Pullulan is a linear, unbranched, neutral exopolysaccharide obtained from the fungus Aureobasidium pullulans that is composed of maltotriose units interconnected by α-D-(1,6) glycosidic bonds. The three glucose units present in each maltotriose unit are in turn connected by α-D-(1,4) glycosidic bonds [47]. The distinctive linkage pattern of pullulan confers unique physicochemical properties to the biopolymer, including oxygen impermeability, adhesiveness, water solubility, and structural flexibility. The glycolipids present in the mycelia of fungus serve as zones for pullulan accumulation. Biosynthesis of pullulan involves uridine 5′-diphosphate glucose (UDPG) mediated formation of panosyl or isopanosyl residues linked to a lipid phosphate carrier that in turn undergoes polymerization to yield pullulan chains [48].
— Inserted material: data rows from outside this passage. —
PR #3450, opened 2019-11-15
Ixopay: Implement extraData GSF

therufs:
CE-144

Also filled out the `test_invalid_login` remote test. 

Remote: 23 tests, 95 assertions, 0 failures, 0 errors, 0 pendings, 0 omissions, 0 notifications
100% passed

Unit: 22 tests, 108 assertions, 0 failures, 0 errors, 0 pendings, 0 omissions, 0 notifications
100% passed

### DIFF
--- a/test/remote/gateways/remote_ixopay_test.rb
+++ b/test/remote/gateways/remote_ixopay_test.rb
@@ -15,11 +15,30 @@ class RemoteIxopayTest < Test::Unit::TestCase
       description: 'Store Purchase',
       ip: '192.168.1.1',
     }
+
+    @extra_data = {extra_data: { customData1: 'some data', customData2: 'Can be anything really' }}
   end
 
   def test_successful_purchase
     response = @gateway.purchase(@amount, @credit_card, @options)
 
+    assert_success response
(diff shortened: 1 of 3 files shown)


test/remote/gateways/remote_ixopay_test.rb
```diff
@@ -143,20 +213,24 @@ def test_successful_verify
...
+    assert_match %r{FINISHED}, response.message
+  end
+
   def test_failed_verify
     response = @gateway.verify(@declined_card, @options)
     assert_failure response
     assert_match %r{The transaction was declined}, response.message
   end
 
   def test_invalid_login
```
jasonxp: 👍

therufs:
@leila-alderman Thank you! I definitely cribbed it from somewhere. :D 

Unfortunately I can't easily change where the method call is, as the XML elements need to be ordered the way they currently are. (It is technically possible, but would involve re-parsing the XML in the add_extra_data helper method to actually put the extra data where it belongs, and where it belongs depends on what type of transaction it is, so that's a bonus complication.) But I did adjust the whitespace, and (at least locally) Rubocop seems to have been appeased.

PR #3451, opened 2019-11-15
Adyen: Allow the use of the storeToken endpoint for store

davidsantoso:
The store action currently uses the /authorise endpoint when executing
the store call. While Adyen does return the recurringDetailReference in
the authorize response, there are some drawbacks to using this endpoint
if you are looking for a pure tokenize call to store payment details at
Adyen with no additional side effects.

1. The /authorise endpoint will run a full authorization at the issuing
bank meaning the authorize request itself could fail preventing a full
tokenize at Adyen despite there being nothing inherently wrong with the
card itself.

2. It's possible for a response from the authorize call to respond with
a 3DS flow which would be suboptimal if you're not interested in doing
that at the particular time of storing the card.

This PR is meant to be a starting point for iteration on adding support
for the use of storeToken. As always there are always backwards
compatibility considerations and ensuring that both forms of
tokenizing at Adyen can work together seamlessly. My hope is that this
gives a good foundation with a real remote test for introspecting and
determining a best path forward.

As a side note: storeToken is only available if a specific role is added
to your user in Adyen so it's not universally available out of the box.

A couple notes about this particular implementation:

* Because this is a feature Adyen switches on a per account basis, it's
opt-in with the default being the current implementation then the added
ability to pass in a new option for using /storeToken instead.

* The url building had to be altered a bit since there's no version in
the URL for storeToken AND it's a different sub resource ("Recurring")

* I tried to ensure there was backwards compatibility will all other
actions by only appending new checks. But I think this needs an extra
close look.

* There are 2 failing remote tests around 3DS that I don't believe are
related to this in any way. But worth a second set of eyes.

### DIFF
--- a/lib/active_merchant/billing/gateways/adyen.rb
+++ b/lib/active_merchant/billing/gateways/adyen.rb
@@ -4,8 +4,8 @@ module ActiveMerchant #:nodoc:
 
       # we recommend setting up merchant-specific endpoints.
       # https://docs.adyen.com/developers/api-manual#apiendpoints
-      self.test_url = 'https://pal-test.adyen.com/pal/servlet/Payment/'
-      self.live_url = 'https://pal-live.adyen.com/pal/servlet/Payment/'
+      self.test_url = 'https://pal-test.adyen.com/pal/servlet/'
+      self.live_url = 'https://pal-live.adyen.com/pal/servlet/'
 
       self.supported_countries = ['AT', 'AU', 'BE', 'BG', 'BR', 'CH', 'CY', 'CZ', 'DE', 'DK', 'EE', 'ES', 'FI', 'FR', 'GB', 'GI', 'GR', 'HK', 'HU', 'IE', 'IS', 'IT', 'LI', 'LT', 'LU', 'LV', 'MC', 'MT', 'MX', 'NL', 'NO', 'PL', 'PT', 'RO', 'SE', 'SG', 'SK', 'SI', 'US']
       self.default_currency = 'USD'
@@ -98,7 +98,9 @@ module ActiveMerchant #:nodoc:
         add_recurring_contract(post, options)
         add_address(post, options)
 
-        initial_response = commit('authorise', post, options)
+        action = options[:tokenize_only] ? 'storeToken' : 'authorise'
+
+        initial_response = commit(action, post, options)
 
         if initial_response.success? && card_not_stored?(initial_response)
           unsupported_failure_response(initial_response)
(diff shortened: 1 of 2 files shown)


lib/active_merchant/billing/gateways/adyen.rb
```diff
@@ -459,27 +465,35 @@ def success_from(action, response)
...
       def authorization_from(action, parameters, response)
         return nil if response['pspReference'].nil?
-        recurring = response['additionalData']['recurring.recurringDetailReference'] if response['additionalData']
+
+        if action == 'storeToken'
+          recurring = response['recurringDetailReference']
+        else
+          recurring = response['additionalData']['recurring.recurringDetailReference'] if response['additionalData']
+        end
+
```
deedeelavinder: The `if` on line 494 is triggering a Rubocop error because it is inside an `if/else` block. Variables with a ternary operator is one solution.

```
recurring = response['additionalData']['recurring.recurringDetailReference'] if response['additionalData']
action == 'storeToken' ? recurring = response['recurringDetailReference'] : recurring = recurring
```

lib/active_merchant/billing/gateways/adyen.rb
```diff
@@ -401,7 +403,7 @@ def parse(body)
 
       def commit(action, parameters, options)
         begin
-          raw_response = ssl_post("#{url}/#{action}", post_data(action, parameters), request_headers(options))
+          raw_response = ssl_post("#{base_url(action)}/#{action}", post_data(action, parameters), request_headers(options))
```
shasum: Would it improve readability to have `base_url` return the complete URL including the action endpoint?

```ruby
raw_response = ssl_post(base_url(action), post_data(action, parameters), request_headers(options))
```

lib/active_merchant/billing/gateways/adyen.rb
shasum: I like DeeDee's suggestion of reversing the order (maybe a simple conditional would suffice then).

```ruby
recurring = response['additionalData']['recurring.recurringDetailReference'] if response['additionalData']
recurring = response['recurringDetailReference'] if action == 'storeToken'
```

test/remote/gateways/remote_adyen_test.rb
```diff
@@ -607,6 +607,14 @@ def test_successful_store
     assert_equal 'Authorised', response.message
   end
 
+  def test_successful_tokenize_only_store
```
shasum: It's great to have a validating remote test!

In keeping with Active Merchant guidelines, could we also add an equivalent unit test. For folks who may not have sandbox credentials, the canned response recorded in unit tests could serve as a useful reference at some point.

Based on the strain and fermentation parameters, the molecular weight of pullulan ranges from 45 to 600 KDa, offering polymers of varying viscosities, that play a crucial role in controlling the release of the active agent [49]. Mechanical stability of the pullulan matrix can be enhanced by inter-chain cross linking. In practice, the concentration of crosslinkers should be well optimized to obtain the desirable release as the water absorption capacity depends on the degree of cross-linking. Pullulan is soluble in water, partially soluble in dimethyl formamide and dimethyl sulfoxide, and insoluble in other organic solvents. Imparting hydrophobicity to pullulan by chemical modification is highly desirable for its use in drug delivery applications. Grafting is one such method that involves either the free-radical mediated covalent attachment of hydrophobic monomers onto a polymeric backbone or the incorporation of pre-synthesized grafts to the polymeric chain charged with complementary functional groups [50]. Grafting of methyl acrylate onto pullulan by means of copolymerization, with ceric ammonium nitrate as the initiator, was found to decrease the hydrophilicity. Owing to an increase in the total number of hydrophobic monomers with an increase in the percentage grafting, a decline in the water absorption capacity was observed by Shengjun et al. [51].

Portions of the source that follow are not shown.